### [PROBLEM REQUIREMENTS]
Each line in the records below that has the word "were" should be copied.

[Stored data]
++++++++++

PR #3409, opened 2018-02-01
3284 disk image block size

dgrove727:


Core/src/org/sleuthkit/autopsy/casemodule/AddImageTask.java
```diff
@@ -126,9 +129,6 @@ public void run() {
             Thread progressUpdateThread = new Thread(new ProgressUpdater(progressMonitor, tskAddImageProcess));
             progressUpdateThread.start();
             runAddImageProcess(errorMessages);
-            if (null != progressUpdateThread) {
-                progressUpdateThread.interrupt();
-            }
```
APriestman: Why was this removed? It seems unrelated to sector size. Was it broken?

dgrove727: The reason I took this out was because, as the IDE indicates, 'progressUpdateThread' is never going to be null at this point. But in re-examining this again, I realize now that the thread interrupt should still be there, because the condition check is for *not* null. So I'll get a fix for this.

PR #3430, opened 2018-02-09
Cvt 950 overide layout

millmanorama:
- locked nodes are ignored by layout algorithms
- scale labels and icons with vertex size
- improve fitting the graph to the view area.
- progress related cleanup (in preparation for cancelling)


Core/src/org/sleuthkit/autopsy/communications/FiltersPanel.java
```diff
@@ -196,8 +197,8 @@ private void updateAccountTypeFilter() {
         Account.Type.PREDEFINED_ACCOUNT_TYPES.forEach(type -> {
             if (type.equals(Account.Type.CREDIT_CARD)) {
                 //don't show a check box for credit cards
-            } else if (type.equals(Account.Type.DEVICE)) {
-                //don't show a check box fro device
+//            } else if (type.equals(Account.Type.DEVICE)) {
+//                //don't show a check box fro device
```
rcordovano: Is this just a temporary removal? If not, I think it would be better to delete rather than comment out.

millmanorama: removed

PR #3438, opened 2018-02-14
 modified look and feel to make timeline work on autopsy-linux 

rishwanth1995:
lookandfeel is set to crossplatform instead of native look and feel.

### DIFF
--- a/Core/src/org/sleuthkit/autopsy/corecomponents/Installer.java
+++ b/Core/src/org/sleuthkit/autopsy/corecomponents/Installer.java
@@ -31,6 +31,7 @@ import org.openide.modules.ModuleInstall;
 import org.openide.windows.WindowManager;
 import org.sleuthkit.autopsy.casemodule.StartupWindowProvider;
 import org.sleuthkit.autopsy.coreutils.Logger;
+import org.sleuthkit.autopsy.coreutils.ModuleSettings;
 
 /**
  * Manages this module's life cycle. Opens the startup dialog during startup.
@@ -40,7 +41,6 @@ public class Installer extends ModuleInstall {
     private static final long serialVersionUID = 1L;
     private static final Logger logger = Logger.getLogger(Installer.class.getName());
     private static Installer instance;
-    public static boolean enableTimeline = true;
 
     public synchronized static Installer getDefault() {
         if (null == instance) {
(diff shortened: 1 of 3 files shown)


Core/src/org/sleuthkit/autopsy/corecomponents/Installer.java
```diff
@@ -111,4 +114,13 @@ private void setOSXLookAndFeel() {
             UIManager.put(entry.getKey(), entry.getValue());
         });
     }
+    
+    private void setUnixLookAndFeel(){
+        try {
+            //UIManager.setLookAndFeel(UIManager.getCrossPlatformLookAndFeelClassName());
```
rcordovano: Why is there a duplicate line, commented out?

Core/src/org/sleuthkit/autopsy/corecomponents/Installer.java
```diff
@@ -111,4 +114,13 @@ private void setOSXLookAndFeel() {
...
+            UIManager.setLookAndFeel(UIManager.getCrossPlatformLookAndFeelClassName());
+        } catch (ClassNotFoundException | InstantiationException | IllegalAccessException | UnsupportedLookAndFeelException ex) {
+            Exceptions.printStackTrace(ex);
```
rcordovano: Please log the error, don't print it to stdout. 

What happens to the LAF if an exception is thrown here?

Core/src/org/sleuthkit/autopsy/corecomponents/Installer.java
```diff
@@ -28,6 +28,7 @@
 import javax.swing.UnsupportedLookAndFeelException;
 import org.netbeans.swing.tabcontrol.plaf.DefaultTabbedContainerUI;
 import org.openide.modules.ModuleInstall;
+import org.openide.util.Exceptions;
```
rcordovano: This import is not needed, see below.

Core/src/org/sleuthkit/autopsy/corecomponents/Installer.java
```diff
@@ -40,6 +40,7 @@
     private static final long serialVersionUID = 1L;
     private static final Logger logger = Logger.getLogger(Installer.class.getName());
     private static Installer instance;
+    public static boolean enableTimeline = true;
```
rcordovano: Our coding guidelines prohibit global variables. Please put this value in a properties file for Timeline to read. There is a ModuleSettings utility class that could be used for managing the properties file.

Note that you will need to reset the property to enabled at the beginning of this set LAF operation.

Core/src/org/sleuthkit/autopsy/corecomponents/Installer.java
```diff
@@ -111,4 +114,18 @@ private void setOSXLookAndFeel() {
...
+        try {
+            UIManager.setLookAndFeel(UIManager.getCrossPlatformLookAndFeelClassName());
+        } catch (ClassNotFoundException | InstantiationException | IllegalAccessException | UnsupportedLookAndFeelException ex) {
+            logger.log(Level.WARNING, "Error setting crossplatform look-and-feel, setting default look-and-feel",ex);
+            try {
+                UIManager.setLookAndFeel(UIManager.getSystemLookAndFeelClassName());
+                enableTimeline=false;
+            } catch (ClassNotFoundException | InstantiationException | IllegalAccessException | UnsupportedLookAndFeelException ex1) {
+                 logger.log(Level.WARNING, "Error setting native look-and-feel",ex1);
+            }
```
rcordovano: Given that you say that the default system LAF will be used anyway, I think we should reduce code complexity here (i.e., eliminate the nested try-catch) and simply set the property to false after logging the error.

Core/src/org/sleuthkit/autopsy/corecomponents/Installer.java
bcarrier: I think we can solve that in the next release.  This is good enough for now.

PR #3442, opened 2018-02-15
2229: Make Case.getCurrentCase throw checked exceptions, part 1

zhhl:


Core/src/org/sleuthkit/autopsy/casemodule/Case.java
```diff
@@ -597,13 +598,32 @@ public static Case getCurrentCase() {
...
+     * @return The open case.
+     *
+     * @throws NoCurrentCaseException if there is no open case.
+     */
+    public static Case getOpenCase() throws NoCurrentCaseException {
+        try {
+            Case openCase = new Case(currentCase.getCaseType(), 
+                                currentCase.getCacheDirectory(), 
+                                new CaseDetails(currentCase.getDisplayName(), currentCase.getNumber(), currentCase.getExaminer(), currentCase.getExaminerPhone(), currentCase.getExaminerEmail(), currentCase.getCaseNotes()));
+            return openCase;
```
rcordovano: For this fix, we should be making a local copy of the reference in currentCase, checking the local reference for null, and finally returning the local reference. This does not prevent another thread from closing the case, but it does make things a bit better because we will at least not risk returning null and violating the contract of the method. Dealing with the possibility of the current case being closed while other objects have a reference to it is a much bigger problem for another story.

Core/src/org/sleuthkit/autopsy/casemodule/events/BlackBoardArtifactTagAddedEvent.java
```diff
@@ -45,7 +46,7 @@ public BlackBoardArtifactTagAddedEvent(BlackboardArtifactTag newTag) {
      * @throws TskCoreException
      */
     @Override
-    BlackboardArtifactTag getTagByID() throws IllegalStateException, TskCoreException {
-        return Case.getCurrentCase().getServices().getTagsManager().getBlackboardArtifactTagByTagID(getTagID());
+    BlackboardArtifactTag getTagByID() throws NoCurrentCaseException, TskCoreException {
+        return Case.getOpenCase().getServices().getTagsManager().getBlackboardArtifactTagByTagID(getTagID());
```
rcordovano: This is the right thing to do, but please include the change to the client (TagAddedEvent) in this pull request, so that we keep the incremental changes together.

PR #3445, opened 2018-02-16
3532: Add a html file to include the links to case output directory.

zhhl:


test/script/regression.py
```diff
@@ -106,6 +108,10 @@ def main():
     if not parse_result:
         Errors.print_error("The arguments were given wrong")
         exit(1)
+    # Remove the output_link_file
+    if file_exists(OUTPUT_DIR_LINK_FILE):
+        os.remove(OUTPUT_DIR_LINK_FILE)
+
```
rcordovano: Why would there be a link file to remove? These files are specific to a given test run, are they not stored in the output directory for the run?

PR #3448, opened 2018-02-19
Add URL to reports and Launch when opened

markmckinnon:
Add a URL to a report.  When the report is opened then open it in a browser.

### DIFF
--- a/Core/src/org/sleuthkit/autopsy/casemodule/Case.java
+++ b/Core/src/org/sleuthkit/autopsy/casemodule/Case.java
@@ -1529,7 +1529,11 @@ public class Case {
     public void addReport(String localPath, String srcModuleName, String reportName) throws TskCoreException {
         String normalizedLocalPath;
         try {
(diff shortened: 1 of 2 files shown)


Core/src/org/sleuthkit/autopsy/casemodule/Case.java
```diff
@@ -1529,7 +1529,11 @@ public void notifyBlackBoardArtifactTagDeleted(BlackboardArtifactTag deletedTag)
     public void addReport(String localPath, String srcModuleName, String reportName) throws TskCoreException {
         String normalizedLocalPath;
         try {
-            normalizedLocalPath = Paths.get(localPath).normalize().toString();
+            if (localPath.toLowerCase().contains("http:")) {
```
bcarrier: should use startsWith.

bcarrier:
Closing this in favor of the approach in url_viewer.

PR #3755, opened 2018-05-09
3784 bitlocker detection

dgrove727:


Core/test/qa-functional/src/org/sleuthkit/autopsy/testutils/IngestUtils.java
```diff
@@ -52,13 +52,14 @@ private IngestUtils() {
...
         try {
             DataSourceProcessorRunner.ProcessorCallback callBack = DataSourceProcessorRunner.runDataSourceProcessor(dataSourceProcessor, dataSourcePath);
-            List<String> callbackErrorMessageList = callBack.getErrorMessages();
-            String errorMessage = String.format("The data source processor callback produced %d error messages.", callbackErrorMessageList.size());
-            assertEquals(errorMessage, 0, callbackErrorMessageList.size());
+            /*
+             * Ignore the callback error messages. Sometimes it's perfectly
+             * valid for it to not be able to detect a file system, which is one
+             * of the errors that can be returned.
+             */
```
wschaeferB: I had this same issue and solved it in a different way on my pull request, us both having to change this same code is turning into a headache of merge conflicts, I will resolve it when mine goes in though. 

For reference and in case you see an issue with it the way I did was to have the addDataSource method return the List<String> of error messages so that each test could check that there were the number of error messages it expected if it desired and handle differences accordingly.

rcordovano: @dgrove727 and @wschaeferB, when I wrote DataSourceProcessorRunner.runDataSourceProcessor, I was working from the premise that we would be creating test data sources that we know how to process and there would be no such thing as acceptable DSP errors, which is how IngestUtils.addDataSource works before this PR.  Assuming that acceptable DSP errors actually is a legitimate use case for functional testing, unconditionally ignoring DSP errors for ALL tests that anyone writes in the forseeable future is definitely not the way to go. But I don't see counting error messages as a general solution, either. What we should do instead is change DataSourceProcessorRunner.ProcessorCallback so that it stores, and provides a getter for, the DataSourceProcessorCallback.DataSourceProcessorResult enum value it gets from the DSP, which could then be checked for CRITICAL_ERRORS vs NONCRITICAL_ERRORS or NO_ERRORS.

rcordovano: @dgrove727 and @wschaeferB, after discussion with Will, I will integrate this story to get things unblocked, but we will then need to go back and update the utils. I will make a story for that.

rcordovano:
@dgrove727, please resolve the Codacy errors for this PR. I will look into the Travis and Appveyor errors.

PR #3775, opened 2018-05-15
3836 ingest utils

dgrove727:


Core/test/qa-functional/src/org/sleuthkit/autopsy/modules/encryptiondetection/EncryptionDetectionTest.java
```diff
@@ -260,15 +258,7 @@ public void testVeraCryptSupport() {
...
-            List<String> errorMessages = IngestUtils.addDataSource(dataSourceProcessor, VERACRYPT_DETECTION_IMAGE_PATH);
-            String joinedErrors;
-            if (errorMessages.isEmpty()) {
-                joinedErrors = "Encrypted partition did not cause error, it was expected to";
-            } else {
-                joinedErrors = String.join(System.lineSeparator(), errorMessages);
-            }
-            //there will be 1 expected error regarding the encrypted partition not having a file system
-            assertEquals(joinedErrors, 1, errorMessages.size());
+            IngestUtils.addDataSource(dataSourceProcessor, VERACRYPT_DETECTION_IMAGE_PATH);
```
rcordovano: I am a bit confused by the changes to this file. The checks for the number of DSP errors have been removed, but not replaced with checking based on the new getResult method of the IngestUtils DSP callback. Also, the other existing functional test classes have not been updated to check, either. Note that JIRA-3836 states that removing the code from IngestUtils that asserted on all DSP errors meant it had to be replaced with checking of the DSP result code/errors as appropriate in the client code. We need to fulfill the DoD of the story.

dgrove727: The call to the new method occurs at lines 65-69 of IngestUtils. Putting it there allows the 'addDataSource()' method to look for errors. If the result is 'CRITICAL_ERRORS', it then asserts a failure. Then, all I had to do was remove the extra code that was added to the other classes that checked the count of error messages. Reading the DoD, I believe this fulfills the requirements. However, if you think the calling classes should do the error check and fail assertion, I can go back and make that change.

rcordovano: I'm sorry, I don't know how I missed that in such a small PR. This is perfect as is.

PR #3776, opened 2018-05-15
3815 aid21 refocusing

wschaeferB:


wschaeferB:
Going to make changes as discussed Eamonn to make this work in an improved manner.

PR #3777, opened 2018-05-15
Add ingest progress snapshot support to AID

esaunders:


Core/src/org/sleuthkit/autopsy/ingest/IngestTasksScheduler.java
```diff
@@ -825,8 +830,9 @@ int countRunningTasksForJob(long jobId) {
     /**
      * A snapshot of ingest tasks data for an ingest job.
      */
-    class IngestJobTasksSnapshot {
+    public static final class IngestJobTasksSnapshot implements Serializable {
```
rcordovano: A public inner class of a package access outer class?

++++++++++

### [RESULT FOR THIS EXERCISE]
         Errors.print_error("The arguments were given wrong")
For reference and in case you see an issue with it the way I did was to have the addDataSource method return the List<String> of error messages so that each test could check that there were the number of error messages it expected if it desired and handle differences accordingly.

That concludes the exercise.